The CDC’s Advisory Committee on Immunization Practices (ACIP) recommended on Sunday that people 75 and older and frontline workers should receive the next batches of the COVID vaccination. Frontline health care workers and nursing home patients are receiving the limited doses available now, but the CDC panel’s recommendations will inform which population groups get the next doses as they become available.

Kansas healthcare workers and nursing home patients received the first doses in the state on Dec. 14. About 24,000 doses of the Pfizer vaccine arrived in the Sunflower State last Thursday. Another 49,000 doses of the Moderna vaccine will arrive sometime this week. Ultimately, state officials decide who is next in line to receive the vaccine.

Kansas officials crafted a state vaccination plan back in October. The living document is subject to regular review and changes. It outlines a three-phase vaccination program for Kansas.

“If your goal is to maximize the preservation of human life with a vaccine then you would bias the vaccine towards older Americans,” Dr. Scott Gottlieb, a former chief of the U.S. Food and Drug Administration, told CBS “Face the Nation” in late November. “You would try to get everyone over the age of 75 vaccinated first… If your goal is to reduce the rate of infection, you would prioritize essential workers, so it depends on what impact you’re trying to achieve.”

Kansas vaccination plan subject to change

The Kansas proposal prioritizes vaccinating healthcare personnel, long-term facility residents and staff, and frontline healthcare workers like EMTs during the initial phase when doses are limited. Officials anticipate that phase will wrap in early winter. A second phase will vaccinate first responders, public-facing essential workers, teachers, and individuals at high risk. All other adults will be eligible to receive the vaccine in a third phase, likely to begin this spring.

“Through this framework, my administration upholds our commitment to maximizing benefits, minimizing harm and striving for equity, justice and fairness when it comes to when the vaccine will be made available to which Kansans,” Gov. Laura Kelly said in a statement.

Officials balance science versus social justice

The statement uses identical phrasing to the wording CDC panelists used to balance ethics against science in its vaccination proposals. The CDC committee viewed a PowerPoint presentation that questioned whether prioritizing certain population groups would “maximize benefits and minimize harm, promote justice, and mitigate health inequities.”

A CDC slide shows how ACIP panelists balanced ethical concerns against science in setting vaccination priorities.

The elderly are more likely to die from COVID-19. The CDC panel on Sunday debated prioritizing frontline workers over older adults. At a November meeting, panelists determined healthcare workers and nursing home patients should receive the earliest doses. However, they set the stage to consider things other than science in later phases of vaccine distribution.

Dr. Peter Szilagyi, panelist and pediatrics professor at the University of California, Los Angeles, said in November that the ethics issue is significant.

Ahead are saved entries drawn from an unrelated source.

PR #20, opened 2020-01-26
adding a openocd option for flashing with support for stlink v2 clones

luben93:


CMakeLists.txt
```diff
@@ -11,9 +11,9 @@ if (NOT NRF5_SDK_PATH)
   message(FATAL_ERROR "The path to the NRF52 SDK must be specified on the command line (add -DNRF5_SDK_PATH=<path>")
 endif ()
 
-if(NOT USE_JLINK AND NOT USE_GDB_CLIENT)
-  set(USE_JLINK true)
-endif()
+#if(NOT USE_JLINK AND NOT USE_GDB_CLIENT)
+#  set(USE_JLINK true)
+#endif()
```
JF002: The goal of this condition was to ensure that a default behavior (jlink) was enabled if no USE_* variable was specified.

We could either keep it or remove it:
 - if we want to keep it, we should add USE_OPENOCD in the condition
 - if we do not keep it, we must ensure that the project builds correctly and update the documentation (no USE_* means that the project builds but does not provide support for flashing, or one of the USE_* variable is defined, and in this case, the project builds and provide targets to flash the firmware in the device.

What do you think?

luben93: I think the first alternative works, I just forgot to review the code twice

JF002: For now, I think it's enough. We'll refactor this part if we need to add support for more debugger. Thanks for your pull request!

JF002:
It seems that the files interfaces/stlink.cfg and interfaces/nrf52.cfg are needed.
Do the users need to copy them in a specific folder? Or are these files custom to the project and need to be placed into the source code of the project?

luben93:
They are part of the openocd package compiled from AUR openocd-git

JF002:
Do they have to be copied in the working directory of the project?

Avamander:
In this case, yes? I suspect it would be nicer if a variable for OpenOCD's root could be specified, the location varies across OSs and distros.

luben93:
No, openocd has them in a its include path, mine on arch is `/usr/share/openocd/scripts` and that will differ between distributions

luben93:
But the cmake script is not defining the default root path so it should find the correct path as it does on my machine

Avamander:
I haven't installed my build and I have to define either a full or a correct relative path to the script folder for OpenOCD to find them.

luben93:
Please feel free to submit any PR to make it easier to build with locally built openocd, or was this enough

“And it clearly favors the essential worker group because of the high proportion of minority, low-income and low-education workers among essential workers,” he said.

Under ACIP guidelines, frontline workers will receive priority over those 65 and older. Those over the age of 75 will be eligible for vaccination in the same phase as frontline workers. 

Honor system will deter line cutters, officials hope

Kansas will use the honor system to deter line-cutting.

“We’re hoping that people will self-police and the spirit of goodwill and community spirit will carry the day. That, I think, is the most humane way I can say to manage people and treat them as adults that want to contribute to the greater good,” Dr. Lee Norman, Secretary of the Kansas Department of Health and Environment,  told the Kansas City Star.

It may be a moot point. According to a recent Gallup poll, only 63 percent of people in the U.S. would be willing to receive the COVID-19 vaccination. That number marks an increase from 50 percent in September. The poll revealed that Republicans and non-white adults between 45 and 64 are the least willing to take the vaccine.

Debbie Mize, Vice President of Kansans for Health Freedom, said she isn’t clamoring to receive the COVID-19 vaccine.

“I’m not advocating against the vaccine,” Mize said. “What we’re advocating is freedom of choice. We don’t believe that mandates or incentives should be in place that would force someone to get a vaccine.”